I’m going to make up an example because I think it’s easier to communicate than what I really did which involves MCMC and Bayesian inference.

Assume you have data on peoples’ earnings, their age, and shoe size. Assume the only relevant peoples are people aged 1-10, and the only possible shoe sizes are 1-10. These are categorical variables you use in a model.

Let’s say you have a data set consisting of exactly 1 observation for each case where age <= show size. So for example, you have the income of a person with shoe size 10 at ages 1-10 (10 observations), the income of a person with shoe size 9 at ages 1-9 (9 observations)… down to a person with shoe size 1 at age 1 (1 observation). Thus you don’t have any observations for people with an age greater than their shoe size, but you want to be able predict the income of shoe size 3 when he’s age 10 for example. Let’s say in all your observations, your salaries are all below 20,000 and you know (both from experience and the data) that for an given shoe size, a higher age makes more money.
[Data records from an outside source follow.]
PR #652, opened 2026-05-21
feat(build): add kuke build + kukebuild binary embedding BuildKit (phase 1)

eminwux:
## Summary

Phase 1 of the kukebuild series (#522): a native image build path that removes the docker / nerdctl + buildkitd dependency from kukeon's "self-contained runtime" pitch.

- **`cmd/kukebuild/`** — a standalone binary that embeds BuildKit as a library. It drives BuildKit's Dockerfile frontend through an **in-process Controller** (served over an in-memory gRPC pipe, driven by a BuildKit client — no long-running buildkitd) backed by a **containerd worker** pointed at the host socket, and writes the resulting OCI image straight into the target realm's containerd namespace (`<realm>.kukeon.io`).
- **`cmd/kuke/build/`** — a thin `kuke build` CLI shim that locates `kukebuild` on PATH and `syscall.Exec`'s it. Like kuketty, kukebuild is *not* argv[0]-dispatched from `kuke`, so BuildKit's transitive moby/runc/grpc closure stays entirely out of the `kuke` + `kukeond` import sets (verified below).
- Makefile `kukebuild` target, `BINS` membership, `make clean`, and per-arch `release-build`.

### Non-obvious implementation calls (reviewer please push back)

- **BuildKit pin: `v0.25.2`.** It is the latest BuildKit release whose `go` directive (`go 1.24.0`) is satisfied by kukeon's pinned toolchain (`go 1.24.5`); v0.26+ require `go 1.25.x`, which would also force bumping the `golang:1.24-bookworm` builder in the repo `Dockerfile` (out of scope). v0.25.2 pins `containerd/v2 v2.1.4` ≤ kukeon's `v2.2.0`, so MVS keeps containerd at v2.2.0 — **no containerd downgrade**, verified by `go.mod` diff. The BuildKit-as-library Go API is explicitly unstable (per the issue notes); the in-process Controller wiring in `build.go` mirrors buildkitd's own `newController`/`newWorkerController` so a future bump is a localized refactor.
- **genproto resolution.** Embedding BuildKit surfaced the classic `google.golang.org/genproto` monolith-vs-split ambiguous-import error. Resolved by pinning the monolith to `v0.0.0-20240814211410` (a post-split-cleanup version with a `go 1.21` directive) rather than `@latest` (which carries a `go 1.25` directive) — keeping the repo `go` directive at `1.24.5`.
[...]

PR #691, opened 2026-05-22
refactor(kukebuild): gate runBuild on a testable requireRoot helper

### LINKED ISSUE #656: kukebuild: route the root gate through shared.RequireRoot / ErrMustRunAsRoot

eminwux:
## Summary

- Replaces the inline `os.Geteuid() != 0` root check in `runBuild` (`cmd/kukebuild/build.go`) with a `requireRoot()` helper backed by a `geteuid` package-var seam + `SetGeteuidForTesting`, mirroring `cmd/kuke/shared.RequireRoot`.
- Adds a kukebuild-local `ErrMustRunAsRoot` sentinel so the non-root gate is classifiable via `errors.Is`, and unit tests (`root_test.go`) that drive both the root and non-root branches without forking under a different UID — the testability the inline form lacked.

## Reinterpreted scope (premise rot — please audit)

Issue #656 was filed during review of **#652**, when `cmd/kukebuild` lived **inside the root module**, so its suggested fix — call `cmd/kuke/shared.RequireRoot` or at least return `errdefs.ErrMustRunAsRoot` — was directly importable.

**#662 later split `cmd/kukebuild` into its own Go module** (`cmd/kukebuild/go.mod`, go1.25.5) with a deliberately-incompatible BuildKit dependency closure vs. the root module (go1.24.5). The `go.work` header documents that the two graphs must never be unioned. Importing *either* `cmd/kuke/shared` *or* `internal/errdefs` from kukebuild now requires a cross-module `require`+`replace` of the root module, dragging its closure into kukebuild's — reintroducing the exact coupling #662 removed. The literal fix is therefore infeasible post-split.

The issue's *intent* — a testable root gate that reuses a classifiable sentinel — is still satisfiable **within** the kukebuild module, which is what this PR does: a local `geteuid` seam + local `ErrMustRunAsRoot` sentinel mirroring the shared pattern, with no cross-module import. Cross-module `errors.Is` classification against the root `errdefs.ErrMustRunAsRoot` was never reachable anyway (kukebuild is invoked as a separate binary by `kuke build`). Reviewer: push back if the local-sentinel redeclaration oversteps vs. simply keeping the inline `errors.New`.

## Test plan

- [x] `cd cmd/kukebuild && GOWORK=off go build ./...`
- [x] `cd cmd/kukebuild && GOWORK=off go vet ./...`
- [x] `cd cmd/kukebuild && GOWORK=off go test ./...` (new `root_test.go` passes)
- [x] `make test` (full CI gate — both modules green)
- [ ] golangci-lint pre-commit hook — structurally cannot analyze the go1.25 kukebuild module (v2.6.2's own module declares go1.24, so it errors `Go language version (go1.24) used to build golangci-lint is lower than the targeted Go version (1.25.5)`). Not a CI gate: `.github/workflows/test.yaml` runs only `make test` + `make e2e`, no lint step. All other pre-commit hooks (gofmt, addlicense, go-mod-tidy, gitlint) pass.
- [ ] `make dev-init` smoke — N/A: behavior-preserving refactor of the build binary's root gate; touches neither the daemon, `kuke init`, nor `/opt/kukeon`.

Closes #656

### DIFF
--- a/cmd/kukebuild/build.go
+++ b/cmd/kukebuild/build.go
@@ -18,7 +18,6 @@ package main
 
 import (
 	"context"
-	"errors"
 	"fmt"
 	"io"
 	"net"
@@ -105,14 +104,8 @@ const containerdDialTimeout = 60 * time.Second
 // resolveNamespaceSuffix). progressW receives the human-readable build
 // progress.
 func runBuild(ctx context.Context, cfg *buildConfig, progressW io.Writer) error {
-	// kukebuild writes directly into containerd's content store; the
-	// standalone containerd socket is root-only on a stock host. Fail fast
-	// under non-root rather than letting containerd surface an opaque EACCES
-	// several phases in. Same posture as `kuke image load --no-daemon`.
-	if os.Geteuid() != 0 {
-		return errors.New(
-			"kukebuild writes to root-owned containerd state — re-run as root (e.g. via `sudo kuke build`)",
-		)
+	if err := requireRoot(); err != nil {
+		return err
 	}
 
 	if fi, err := os.Stat(cfg.contextDir); err != nil {
--- a/cmd/kukebuild/root.go
+++ b/cmd/kukebuild/root.go
@@ -1,0 +1,62 @@
+// Copyright 2025 Emiliano Spinella (eminwux)
+//
+// Licensed under the Apache License, Version 2.0 (the "License");
+// you may not use this file except in compliance with the License.
+// You may obtain a copy of the License at
+//
+//     http://www.apache.org/licenses/LICENSE-2.0
+//
+// Unless required by applicable law or agreed to in writing, software
+// distributed under the License is distributed on an "AS IS" BASIS,
+// WITHOUT WARRANTIES OR CONDITIONS OF ANY KIND, either express or implied.
+// See the License for the specific language governing permissions and
+// limitations under the License.
+//
+// SPDX-License-Identifier: Apache-2.0
+
+package main
+
+import (
+	"errors"
+	"fmt"
+	"os"
+)
+
+// ErrMustRunAsRoot mirrors the root module's errdefs.ErrMustRunAsRoot
+// sentinel. kukebuild is a separate Go module (#662) whose BuildKit
+// closure is deliberately incompatible with the root module's graph, so
+// the shared sentinel can't be imported across the boundary without
+// re-coupling the two — it's redeclared here so kukebuild callers can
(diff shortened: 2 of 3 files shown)


eminwux:
Re-running failed CI jobs once (`make e2e` in the **Test** workflow: https://github.com/eminwux/kukeon/actions/runs/26290797329). Will revisit when they finish; if they fail again the PR will be marked `ci-stalled`.

eminwux:
**PR #691 Review — `refactor(kukebuild): gate runBuild on a testable requireRoot helper`**

LGTM — behavior-preserving extraction of the non-root gate into a `requireRoot()` helper with a `geteuid` test seam and a local `ErrMustRunAsRoot` sentinel; both branches are unit-tested and `errors.Is` classification holds. The local sentinel redeclaration is the right call given the #662 module split — importing `internal/errdefs` would drag the root module's incompatible BuildKit closure back into kukebuild, and cross-binary `errors.Is` against the root sentinel was never reachable anyway.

You construct a model where log(salary) = age + shoe size, where age and shoe size are categorical variables (binary variables each to account for every possibility). You estimate coefficients and now you can predict salary for any combination of age and shoe size.

You create another model and to compare the 2 models you look at an information criterion like AIC (Aikaike Information Criterion); in my specific case I’m looking at DIC (Deviance Information Criterion). Let’s say the AIC for model 2 is SUBSTANTIALLY lower than model 1.

However, when you use your model to estimate the salary of someone with shoe size 3 at age 10 like mentioned earlier using model 2, you get an estimate of 850,000, way higher than you know is possible in my fictional world where pretty much everyone is making less than 20,000. Also when you get the predictions based on model 1, you don’t get any estimates above 30,000 i.e. much more reasonable predictions.

Thus I definitely can’t use that model for my prediction because as a subject matter expert I know it’s not feasible but from a statistical standpoint I feel at a loss because the DIC was so much lower (19 compared to 60) which is a huge difference for DIC.

TLDR; what to do when statistics about Nevin Manimala point overwhelming to a model that isn’t producing feasible predictions.